TASK DATA START

PR #5930, opened 2026-04-14
docs: correct example prestop hook in helm values.yaml

RichardoC:
## Description

The main container of emissary doesn't include sleep, curl, or almost anything. For this reason, I've changed these example commands to Python which works with the python3 version baked into the container (though called `python` not `python3`)

## Related Issues

List related issues.

## Testing

Run these commands manually with 

```
kubectl --namespace emissary-ingress exec -it emissary-ingress-59f48c4657-5gk8k -- python -c 'import urllib.request; urllib.request.urlopen(urllib.request.Request("http://localhost:8001/healthcheck/fail", method="POST")).read(); import time ; time.sleep(780)'
```

## Checklist

No

Not needed

### DIFF
--- a/charts/emissary-ingress/values.yaml
+++ b/charts/emissary-ingress/values.yaml
@@ -434,10 +434,43 @@ createDefaultListeners: false
 lifecycle: # +doc-gen:break
   # Example block that works well if the main container is running behind a load balancer that
   # is slow to deregister pods - e.g. with IP-type registration in an AWS TargetGroup:
-  # lifecycle:
-  #   preStop:
-  #     exec:
-  #       command:
-  #         - "python" # The Python in the container image.
-  #         - "-c"
-  #         - import urllib.request; urllib.request.urlopen(urllib.request.Request("http://localhost:8001/healthcheck/fail", method="POST")).read(); import time ; time.sleep(780)
+  # Also, if you're giving more than 30 seconds, set the following, to higher valyes to avoid k8s terminating the pod too early
+  # terminationGracePeriodSeconds: 660
+  # progressDeadlines:
+  #   ambassador: 900
+
+  # preStop:
+  #   exec:
+  #     command:
+  #       # The python is actually the python3 included in the image, it's just called python despite convention
+  #       - "python"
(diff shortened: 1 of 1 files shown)


RichardoC:
One for the reviewer, this really doesn't work as I expected. It looks like (regardless of this prestop hook) the pod will terminate far faster.

I'm using the following through the helm chart, and it's not waiting anywhere near 780 seconds

```yaml
lifecycle: # slow down shutdown to allow litellm to finish processing requests
  # based on https://github.com/emissary-ingress/emissary/blob/6460e5181f527317e8bba7eaf7f5e1fc6fa17f77/charts/emissary-ingress/values.yaml#L436
  preStop:
    exec:
      command:
        # These Python's are actually the python3 included in the image, it's just called python despite convention
        - "python"
        - "-c"
        - import urllib.request; urllib.request.urlopen(urllib.request.Request("http://localhost:8001/healthcheck/fail", method="POST")).read(); import time ; time.sleep(780)
```

RichardoC:
That took a while, but this should be the combination of things which actually allow long lived connections to drain.

Where should I (also) add this to the docs?

kflynn:
Hey @RichardoC! I think we're inclined to shift this drain code into Emissary itself -- rather than rely on a `preStop` hook, just listen for `SIGTERM` and do the draining. That'd make it a bit simpler, I think, to give the user better control of the termination grace period, etc. 

Is that something you'd be interested in looking into?

RichardoC:
> Hey @RichardoC! I think we're inclined to shift this drain code into Emissary itself -- rather than rely on a `preStop` hook, just listen for `SIGTERM` and do the draining. That'd make it a bit simpler, I think, to give the user better control of the termination grace period, etc.
> 
> Is that something you'd be interested in looking into?

That's far better than this work around!

I'd like to, but it's likely to be > weeks until I'd be able to even look at it due to work pressures

kflynn (approved):
Taking this one, with apologies for the delay! (I still want to move this into Emissary itself, but upon consideration I'd rather bring it in while that happens.)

TASK DATA END

» **WHAT IS EXPECTED**
Scan the records above for the string "control", then copy each line where it turns up.

» **WRITTEN SOLUTION**
Hey @RichardoC! I think we're inclined to shift this drain code into Emissary itself -- rather than rely on a `preStop` hook, just listen for `SIGTERM` and do the draining. That'd make it a bit simpler, I think, to give the user better control of the termination grace period, etc. 
> Hey @RichardoC! I think we're inclined to shift this drain code into Emissary itself -- rather than rely on a `preStop` hook, just listen for `SIGTERM` and do the draining. That'd make it a bit simpler, I think, to give the user better control of the termination grace period, etc.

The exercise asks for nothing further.